Na de overdracht door AVH Breezand had AVH Breezand geen activa meer, hoewel alle goederen feitelijk bleven waar zij waren en AVH Breezand er nog steeds de feitelijke beschikking over had. AVH Breezand diende echter wel (“van begin af aan”) een maandelijkse vergoeding van € 910,- aan Smitac te betalen. Smitac en AVH Breezand noemen hun overeenkomst wel een “bruikleenovereenkomst”, maar eigenlijk betreft het een huurovereenkomst. Niet valt in te zien waarin het belang van AVH Breezand was gelegen om haar eigen inventaris en voorraad over te dragen. [gedaagde] heeft niet kunnen onderbouwen op welke wijze deze constructie voordeel voor AVH Breezand opleverde.
2.5.
[gedaagde] diende te onderbouwen wanneer Smitac later betalingen aan AVH Breezand heeft gedaan, dan wel namens AVH Breezand aan derden heeft verricht.
2.5.1.
[gedaagde] heeft bij conclusie van antwoord verklaard dat AVH Breezand facturen aan Smitac heeft doen toekomen, die Smitac zou hebben voldaan.
Dat standpunt blijkt niet juist. Uit de reactie van [gedaagde] en de overgelegde stukken blijkt immers dat Smitac in het geheel geen betalingen aan AVH Breezand heeft gedaan.

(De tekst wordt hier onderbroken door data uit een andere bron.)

PR #409, opened 2023-01-29
Allow `launchplaylist` to be used to start dedicated servers

BobTheBob9:
`launchplaylist` selects a random map and mode from a given playlist and starts a server on that playlist, this PR allows it to be used as a startup command to set startup map on a dedicated server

De overboekingen op de rekeningen van AVH Breezand werden gedaan door [gedaagde] Beheer.
2.5.2.
Evenmin is dus juist wat [gedaagde] ter zitting verklaarde (zie citaat in rov. 4.3 in het vorige tussenvonnis), namelijk dat hij bepaalde dat zodra Smitac geld had, dat aan AVH Breezand moest worden overgemaakt.
2.5.3.
De rechtbank laat daarbij verder in het midden dat Warmex uit de inmiddels door [gedaagde] overgelegde stukken heeft afgeleid dat de overboeking op 10 april 2015 van [gedaagde] Beheer van € 80.000,- van een ander rekeningnummer is gedaan dan blijkt uit de boekhouding van AVH Breezand. Voor de beoordeling is dit niet relevant.
2.6.
[gedaagde] diende duidelijk te maken welke schuldeisers met de koopopbrengst zijn voldaan.
2.6.1.
[gedaagde] heeft als verweer aangevoerd dat de ontvangen koopsom daadwerkelijk is aangewend ter aflossing van schuldeisers van AVH Breezand.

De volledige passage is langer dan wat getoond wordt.